Professor Shaogang Gong

Shaogang Gong


Turing Fellow

Partner Institution


Shaogang Gong is a Professor of Visual Computation at Queen Mary University of London and the Head of the Computer Vision Group at QMUL. He is a Fellow of IEE (now IET), a Fellow of the British Computer Society, and a Member of the UK Computing Research Committee. His research is in computer vision, machine learning and video analysis, with applications in visual surveillance and video forensic analysis. He has developed mathematical models, algorithms, patents, and commercial software for video behaviour recognition and multi-object multi-camera tracking, in particular person re-identification.
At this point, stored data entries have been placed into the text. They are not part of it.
PR #3047, opened 2022-02-14
authorize: add support for passing access or id token upstream

calebdoxsey:
## Summary
Add support for passing the OAuth access token or the OIDC id token upstream.

## Related issues
- https://github.com/pomerium/internal/issues/781

## Checklist
- [x] updated docs
- [x] updated unit tests
- [ ] updated UPGRADING.md
- [x] ready for review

He is interested in variational graph models including Bayesian graphs, dynamic Bayesian networks, hidden Markov models, and probabilistic latent semantic analysis. His recent work includes domain transfer learning, unsupervised and semi-supervised deep learning, imbalanced data deep learning, reinforcement learning, zero-shot learning, and human-in-the-loop active learning.

Research interests

The amount of video data of public urban space is growing exponentially from 24/7 operating urban camera infrastructures, online social media sources, self-driving cars, and smart city intelligent transportation systems, e.g. 1.4 trillion hours CCTV video in 2017, growing to 3.3 trillion hours by 2020. The scale and diversity of such video data make it very difficult to filter and extract useful critical information in a timely manner. There is a fundamental challenge to develop data analysis tools for large scale video semantic search by exploring the huge quantity of video data using deep learning, critical for smart city on public security, safety and intelligent transport.
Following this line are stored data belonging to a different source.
PR #3053, opened 2022-02-16
Extract email for active directory users that don't have access to exchange

JBodkin-Amphora:
## Summary

Users that are created in active directory that have not been granted access to Microsoft Exchange do not have an email address however the upn claim is present in the JWT. Currently, the email is transformed incorrectly as it assumes all users without an email are guest accounts, which isn't always the case. Instead we should check if the user is an internal or external user and only apply the transformation on external (guest) users.

## Checklist

- [x] updated docs
- [x] updated unit tests
- [ ] updated UPGRADING.md
- [ ] ready for review

### DIFF
--- a/internal/directory/azure/api.go
+++ b/internal/directory/azure/api.go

To that end, robust and scalable algorithms are required for human recognition, of both individuals and populations, and searching individual people and/or categories of people and objects (semantic search) in large scale video data from diverse multiple sources city wide. This Turing research project aims to develop both scalable algorithms and software for semi-supervised and unsupervised deep learning for domain transfer object search, attribute-based latent semantic embedding space inference, and deep learning knowledge distillation.